In short, if you took two children—one white, one black—and gave them parents with similar jobs, similar educations, and similar values, the black child would be much more likely to grow up in a neighborhood with higher poverty, worse schools, and more violence.
This is an outright disaster for income mobility. According to Sharkey, a child with roots in a high poverty neighborhood has a 64 percent chance of moving down the income ladder over the course of his or her lifetime. Given their circumstances, blacks face a reversal of their gains over the last generation.
Simply put, the persistence of poor neighborhoods is a fact of life for the large majority of blacks; it’s been transmitted from one generation to the next, and shows little sign of changing.

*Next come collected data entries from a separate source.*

Issue #1908, opened 2022-08-25
Tactical plugin "plan trajectory" callbacks should be evaluated for performance optimizations


JonSmet:
### Types of Issue

- [ ] Anomaly report (something appears to not work correctly)
- [x] Enhancement request (describe the enhancement being requested)
- [ ] Other (please ensure the description clarifies why the issue doesn’t fall into either of the above categories)

### Descriptive summary

The plan_delegator node attempts to generate new trajectories for the CARMA System at a rate of 10 Hz via service calls to applicable tactical plugins. As of August 25th, 2022 on the develop branch, the plan_delegator waits up to 0.1 seconds ([line here](https://github.com/usdot-fhwa-stol/carma-platform/blob/7e28e939c6fa5b11209242055bd0d9861a4c30f7/plan_delegator/src/plan_delegator.cpp#L459)) for a tactical plugin to complete trajectory planning for provided maneuver(s). This '0.1 seconds' duration enforcement is new as of July 2022, and it is possible that tactical plugins have commonly surpassed this duration in the past for trajectory planning. 

In some cases, it has been found that tactical plugins can take longer than 0.1 seconds to plan trajectories, which cause the plan trajectory service call from plan_delegator to fail. 
- From initial testing, it looks like inlanecruising_plugin can typically generate a trajectory in under 0.1 seconds, but could fail intermittently if logging is set to DEBUG. 
- The cooperative_lanechange plugin fails more reliably, with initial testing indicating that trajectory generation can take more than 0.1 seconds with default logging levels, and up to 0.5 seconds with logging set to DEBUG.
- stop_and_wait_plugin and other use-case specific tactical plugins have not been analyzed, but it is possible that they might surpass this 0.1 second duration limit as well.

In order to ensure tactical plugins reliably meet this 0.1 second duration limit for trajectory planning, more in-depth analysis of the performance of these plugins should be conducted, and logic within both tactical plugins and the basic_autonomy library should be evaluated for possible optimization improvements.

### Carma version where this issue was discovered

Develop (August 25th, 2022)

### Expected behavior
It is expected that tactical_plugins convert maneuver(s) to detailed trajectories in at most 0.1 seconds.

### Actual behavior

Some tactical plugins can take longer than 0.1 seconds to convert maneuver(s) to detailed trajectories, causing the trajectory plan service call from plan_delegator to fail.

### Steps to reproduce the actual behavior

1. Start CARMA
[...]

PR #1930, opened 2022-09-12
optimize tactical plugin trajectory generation

saina-ramyar:
# PR Details
## Description

This PR is a fix for issue #1908 where some tactical plugins take longer to generate a trajectory, causing the service request from plan_delegator to time out without any response.
This was caused because sometimes the number of points used to calculate a spline fit is large, which contributes to the delay. Therefore, the number of points used to calculate the spline is limited to a reasonable value that is large enough to include most of the points, but small enough that the spline calculations are done in time. 

## Related Issue
#1908 

## How Has This Been Tested?

## Types of changes

## Checklist:

### DIFF
--- a/basic_autonomy_ros2/src/basic_autonomy.cpp
+++ b/basic_autonomy_ros2/src/basic_autonomy.cpp
@@ -817,7 +817,7 @@ namespace basic_autonomy
                 size_t left_points_size = basic_points.size() - resized_basic_points.size();
                 RCLCPP_DEBUG_STREAM(rclcpp::get_logger(BASIC_AUTONOMY_LOGGER), "Number of left out basic_points size: " << left_points_size);
 
-                double percent_points_lost = 100 * left_points_size/basic_points.size();
+                float percent_points_lost = 1100.0 * (float)left_points_size/basic_points.size();
 
                 if (percent_points_lost > 50.0)
                 {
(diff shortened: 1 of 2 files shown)


basic_autonomy_ros2/src/basic_autonomy.cpp
```diff
@@ -802,10 +802,32 @@ namespace basic_autonomy
...
+            // So if the basic_points vector size is large, only the first 400 points are used to compute a spline fit. 
+            if (resized_basic_points.size() > 400)
+            {
+                resized_basic_points.resize(400);
+                RCLCPP_DEBUG_STREAM(rclcpp::get_logger(BASIC_AUTONOMY_LOGGER), "Resized basic_points size: " << resized_basic_points.size());
+
+                size_t left_points_size = basic_points.size() - resized_basic_points.size();
+                RCLCPP_DEBUG_STREAM(rclcpp::get_logger(BASIC_AUTONOMY_LOGGER), "Number of left out basic_points size: " << left_points_size);
 
+                int percent_points_lost = 100 * left_points_size/basic_points.size();
```
kjrush, line 820: I think you might need a float conversion in here, I think `size_t / size_t` is going to result in something integer-typed, so as long as `left_points_size < basic_points.size()` then I think we're just going to get 0 as a result for percent_points_lost.

kjrush (approved):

All of which raises an obvious question: Why do blacks have a hard time leaving impoverished neighborhoods?
“When white families advance in economic status,” writes Sharkey, “they are able to translate this economic advantage into spatial advantage by buying into communities that provide quality schools and healthy environments for children.” The same isn’t true for black Americans, and some of the answer has to include present and ongoing housing discrimination. For example, in one study—conducted by the Department of Housing and the Urban Institute—black renters learned about fewer rental units and fewer homes than their white counterparts.
Once you grasp the staggering differences between black and white neighborhoods, it becomes much easier to explain a whole realm of phenomena. Take the achievement gap between middle-class black students and their white peers. It’s easy to look at this and jump to cultural explanations—that this is a function of black culture and not income or wealth. But, when we say middle-class black kids are more likely to live in poor neighborhoods, what we’re also saying is that they’re less likely to have social networks with professionals, and more likely to be exposed to violence and crime.
This can have serious consequences. Youthful experimentation for a white teenager in a suburb might be smoking a joint in a friend’s attic. Youthful experimentation for a black teenager might be hanging out with gang members. As Mary Pattillo-McCoy writes in her book Black Picket Fences: Privilege and Peril Among the Black Middle Class, “Youth walk a fine line between preparing for success and youthful delinquent experimentation, the consequences of which can be especially serious for black youth.”
DeSean Jackson is still an NFL player, and—as a player for Washington, D.C.’s professional football team—will make a tremendous amount of money. He can keep his connections to his friends, he can live in the same neighborhood, if he wants, and downward mobility won’t be a pressing concern.
For millions of more ordinary black Americans, however, the opposite is true. Even with more income and more education, they’re stuck in segregated neighborhoods. Yes, there isn’t much mobility for anyone, but that fact is especially true for blacks. Indeed, when someone says that America has a “racial hierarchy,” this is what they mean: Whether times are good or bad, blacks remain at the bottom.
Correction, April 4, 2014:This article origially misstated that 50 percent of black children live in neighborhoods with poverty rates of greater than 50 percent. They live in neighborhoods with poverty rates greater than 20 percent. (Return.)